The move to Durham did not go smoothly: it was originally scheduled for 1891, but the tower of the new main building collapsed, and the move was delayed a year.
Eventually, Trinity College packed up its college bell, clock, safe, and the several thousand books of its library, loaded them onto a railroad boxcar, and decamped to Durham. Crowell’s horses and Professor Pegram’s cow walked the distance. Crowell later wrote that while the actual distance was less than 100 miles, it felt like 10,000 miles psychologically.
The little town of Trinity had objected to the “removal” of its college; local farmers and boarding houses lamented the loss of income from students. In fact, most of the faculty chose not to make the move but remained behind in Randolph County to teach in the high school that opened in the old college building.

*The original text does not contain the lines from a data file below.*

PR #4051, opened 2026-09-16
perf(hud): throttle and batch the shared cache sweep (fix #4045)

### LINKED ISSUE #4045: perf(hud): per-render cache cleanup spawns 1,664 commands across 416 files
## Problem

On macOS, the HUD cache wrapper performs a full cache-directory cleanup before reading stdin or returning the cached status line. With a few hundred small session-cache files and multiple Claude Code sessions, overlapping wrappers generate substantial subprocess overhead and coincide with severe terminal typing/scrolling latency.

This is a performance follow-up to #3938 / #3939: the cache files can all be younger than the seven-day TTL, so nothing needs deletion, yet every status-line update still checks every file.

## Environment and version verification

- OMC 5.4.0.
- macOS on Apple Silicon; 8 CPU cores and 24 GB RAM.
- Symptoms observed in cmux 0.64.24, in both existing and newly opened terminals.
- Installed HUD wrapper was verified byte-for-byte identical to `scripts/lib/hud-cache-wrapper.sh` in the v5.4.0 tag and upstream `main` and `dev` at the time of investigation.

## Measurements

- The session-cache sweep covered 215 `stdin.*.json` files and 201 `statusline.*.txt` files: **416 files**. The complete cache was only approximately 350 KB.
- An isolated cleanup-only run against temporary empty files preserving the original file names and modification times took **16.746 seconds**. No cache payloads were copied.
- Shell tracing counted **416 `date` calls, 832 `stat` calls, and 416 `head` calls**: 1,664 external command invocations in these three categories alone, plus shell/subshell overhead and initialization.
- A separate run of the fully synthetic reproduction below took **36.074 seconds**, with the same 416/832/416 command counts and all 416 files retained. This confirms that real cache contents or identifiers are not necessary to reproduce the command overhead.
- Neither run deleted files; the session caches were still within the default TTL.
- Around a dozen HUD wrapper processes overlapped during the incident; several had elapsed times exceeding two minutes.
- While the wrappers were active, system CPU idle was approximately 0%, with a later sample showing roughly 79% system CPU. After the long-running wrappers finished naturally, idle rose to roughly 40%, and typing/scrolling became noticeably smoother.

Timing caveat: both elapsed-time results are individual traced runs on a machine still handling other work, not unloaded performance baselines. The responsiveness improvement is observational; a planned pause test did not pause any helpers because they had already finished. Other applications contributed load earlier, so this report does not attribute every source of system load to OMC. The command fan-out and synchronous cleanup placement are independently reproducible.

## Code path

In the v5.4.0 wrapper:

- Lines 175-178 invoke all cleanup functions unconditionally, before stdin capture and the cached-output path.
- `cleanup_stale_session_caches()` loops over every session JSON/text cache file.
- Each `is_cache_stale_path()` call runs `date`, then `file_mtime()`.
- `file_mtime()` attempts GNU `stat -c`, falls back to BSD `stat -f` on macOS, and pipes through `head`.

The per-session rendering lock does not serialize these global sweeps because cleanup runs before that lock is acquired.

## Reproduction using synthetic files only

Save the following as `repro.py`, then run from an OMC checkout:

```sh
python3 repro.py scripts/lib/hud-cache-wrapper.sh
```

The harness creates only synthetic cache files in a temporary directory, runs the initialization/cleanup portion of the wrapper, counts traced commands, and removes the temporary directory. It does not read real session caches or launch the HUD renderer. Runtime depends on machine load; on macOS the expected fan-out is 416 `date`, 832 `stat`, and 416 `head` calls, even though all files are fresh.

```python
from collections import Counter
from pathlib import Path
import os
import subprocess
import sys
import tempfile
import time

# Pass scripts/lib/hud-cache-wrapper.sh from an OMC checkout.
source = Path(sys.argv[1]).read_text()
marker = "# Capture Claude's current statusLine stdin first"
assert marker in source, "Unexpected wrapper layout"

with tempfile.TemporaryDirectory(prefix="hud-cleanup-repro-") as directory:
    root = Path(directory)
    cache = root / "cache"
    cache.mkdir()
    for index in range(215):
        (cache / f"stdin.synthetic-{index}.json").write_text("{}\n")
    for index in range(201):
        (cache / f"statusline.synthetic-{index}.txt").write_text("synthetic\n")

    # Run only the wrapper's initialization and cleanup, before stdin capture.
    script = root / "cleanup-only.sh"
    script.write_text(source.split(marker, 1)[0])
    environment = dict(os.environ)
    environment.update(
        CLAUDE_CONFIG_DIR=str(root),
        OMC_HUD_CACHE_DIR=str(cache),
        OMC_HUD_CACHE_TTL_SECONDS="604800",
        OMC_HUD_LOCK_STALE_SECONDS="10",
    )
    trace = root / "trace.txt"
    started = time.monotonic()
    with trace.open("w") as output:
        result = subprocess.run(
            ["/bin/sh", "-x", str(script)],
            env=environment,
            stdout=subprocess.DEVNULL,
            stderr=output,
            timeout=60,
        )
    elapsed = time.monotonic() - started
    counts = Counter()
    for line in trace.read_text().splitlines():
        command = line.lstrip("+").strip().split()
        if command:
            counts[command[0]] += 1
    print(f"Cleanup-only: {elapsed:.3f}s; exit={result.returncode}")
    print({name: counts[name] for name in ("date", "stat", "head", "rm")})
    print(f"Remaining synthetic cache files: {len(list(cache.iterdir()))}")
```

## Expected behavior / possible approach

Returning an existing cached status line should not synchronously scan every other session's cache. Consider rate-limiting global cleanup, using a shared cleanup lock across sessions, and batching filesystem checks instead of spawning several utilities per file. Preserve live-render lock ownership and fresh-file protection.

Related history:

- #3938 / #3939 added reclamation and the seven-day session-cache TTL.
- #3933 / #3935 addressed render-lock recovery and error-file cleanup, a separate issue from global sweep cost.
- Closed, unmerged #3547 proposed once-daily session-cache pruning with a single `find` invocation; its throttling/batching approach appears relevant.

No raw process listings, personal filesystem paths, real session identifiers, cache contents, transcripts, or credentials are attached.

Yeachan-Heo:
Fixes #4045.

## Reproduced

Ran the reporter's synthetic harness unchanged against `dev` tip `6bd06f01d30d` (Linux; on this host the trace undercounts `stat`/`head` slightly because both `stat` spellings are grouped in a pipeline, which is why the reporter's macOS numbers are 416/832/416):

```
=== BEFORE (dev) ===
Cleanup-only: 1.766s; exit=0
{'date': 416, 'stat': 392, 'head': 402, 'rm': 0, 'find': 0}
Remaining synthetic cache files: 416
```

Confirmed in the source: lines 175-178 invoked all four cleanup functions unconditionally, before stdin capture and before the cached-output path, and `cleanup_stale_session_caches` evaluated the TTL per file through `is_cache_stale_path` → `date` + `file_mtime` (`stat -c`, `stat -f` fallback, `head`). Nothing was expired in either the reporter's run or mine.

## Fix

**Batched.** `cleanup_stale_session_caches` is now a single `find -maxdepth 1 -type f \( -name 'stdin.*.json' -o -name 'statusline.*.txt' \) -mmin +N -exec rm -f {} +`. The session caches carry no pid-aware or ownership semantics — only the TTL — so age is the entire predicate and `find` can evaluate it without spawning anything per file.

**Throttled.** The global sweep is interval-gated by `OMC_HUD_SWEEP_INTERVAL_SECONDS` (default 300) behind a shared `sweep.lock` acquired with the existing `acquire_lock_owned` `mkdir` primitive, so overlapping wrappers no longer run the same whole-directory sweep simultaneously — that pile-up is what the reporter saw as a dozen concurrent wrappers with multi-minute elapsed times. The stamp is written *before* sweeping, so a crash mid-sweep backs off instead of hot-looping, and the lock is released after.

**Live-render ownership and fresh-file protection preserved.** A session still reclaims its own stale render lock immediately on the acquisition path (`LOCK_DIR` → `is_lock_stale` → `rm -rf` → re-acquire), so interval-gating the global `render.*.lock` sweep does not delay recovery for the session that needs it. The global sweep only reclaims abandoned other-session artifacts. Fresh files are untouched.

`is_cache_stale_path` had no remaining callers and is removed rather than left as dead code.

## After

```
=== AFTER (lane) ===
Cleanup-only: 0.016s; exit=0
{'date': 0, 'stat': 0, 'head': 0, 'rm': 1, 'find': 1}
Remaining synthetic cache files: 417
```

417 = the 416 retained fresh files plus `sweep.stamp`. The single `rm` is the `sweep.lock` release.

## Tests

Two new cases in `src/__tests__/hud-cache-wrapper.test.ts`:

- **throttle**: first render writes `sweep.stamp` and leaves no `sweep.lock`; an expired file published afterwards survives the second render (inside the interval); once the stamp is aged, the third render reclaims it.
- **fan-out**: 120 session-cache files (40 expired json + 40 expired txt + 40 fresh json) with counting `date`/`stat`/`head` shims on `PATH`. Asserts the expired files are gone, the fresh ones remain, and the total spawn count stays below one per file — the property that regressed here.

One existing case (`treats malformed pid metadata as reclaimable only when stale`) rendered twice into the same cache dir and relied on the second render re-sweeping; it now passes `OMC_HUD_SWEEP_INTERVAL_SECONDS: '0'` to force the sweep, with a comment explaining why.

- `vitest run src/__tests__/hud-cache-wrapper.test.ts src/installer/__tests__/hud-cache-wrapper.test.ts src/__tests__/plugin-setup-deps.test.ts src/__tests__/setup-contracts-regression.test.ts` → **76 passed / 4 files**.
- `vitest run tests/lint/inventory-graph-drift.test.ts` → **11 passed**; baseline regenerated (`manifest=db33365274f62713`), `--verify` exit 0.
- `tsc --noEmit` → clean. `scripts/ci/check-multirepo-paths.mjs` → OK. `sh -n` on the wrapper → clean.

Thanks for the measurement harness and for scoping this away from #3933/#3935 — it made the sweep placement the obvious culprit instead of the lock logic.

—


Yeachan-Heo:
Force-pushed `43923a49d` → **`e01b53262`**: the first push accidentally carried a `bun.lock` from the local install, which changed the tracked-file census and made `inventorySha256` disagree with CI's live enumeration (`59161ce9158e453e` committed vs `c9046214b92d2f3a` live). `bun.lock` is dropped and the baseline regenerated on the amended head (`manifest` recomputed, `--verify` exit 0). The HUD suites themselves were green on the previous head (`src/__tests__/hud-cache-wrapper.test.ts` 13 tests, `src/installer/__tests__/hud-cache-wrapper.test.ts` 8 tests).

—

Yeachan-Heo:
APPROVE — latest head `e01b53262690485633db78beef6a2b3bdc317317`, base `dev` (`6bd06f01d30d`), rollup CLEAN (19 pass / 1 skipping, `Test` 9m55s, Windows path suite 5m25s, macOS PreCompact restore pass).

Verified against the reported defect in #4045:

- `cleanup_stale_session_caches` no longer spends `date` + `stat` + `head` per cache file; the TTL is the whole predicate, so a single `find -maxdepth 1 -mmin +N -exec rm -f {} +` replaces the per-file loop. Portability holds on the BSD/macOS side too — `-mmin` and `-exec +` are POSIX/BSD-supported and the macOS jobs are green.
- The whole-directory sweep is now interval-gated (`OMC_HUD_SWEEP_INTERVAL_SECONDS`, default 300s) and mutually exclusive via `sweep.lock`, with the stamp written *before* the sweep so a crash mid-sweep backs off instead of hot-looping. That is the part that actually fixes the pile-up when a dozen wrappers render concurrently, not just the per-file spawn count.
- Regression coverage asserts total `date`/`stat`/`head` spawns stay below one per cache file across 120 session-cache files, and that expired files are removed while fresh ones survive — a count assertion, not a tautology.
- Lock-reclaim test correctly pins `OMC_HUD_SWEEP_INTERVAL_SECONDS=0` because reclaiming another session's abandoned lock is now part of the gated sweep.

Merging to `dev`.

—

Trinity College opened in Durham on September 1, 1892, with 17 faculty members and 180 students – a large increase from its previous enrollment of 113.
They were greeted by three new college buildings: a large building called Old Main, containing classrooms, the library, administrative offices, and dormitory rooms; the Technological Building, for which Crowell himself donated the funds; and the College Inn, which was the residential and social center of the college. There were also five houses for faculty on campus.
The move to Durham did not magically solve every problem for Trinity College; the college continued to face financial challenges. But by tapping into Durham’s urban energy, the college gained access to the wider world, and the strategic agreement between the college and its new home was the beginning of an enduring partnership.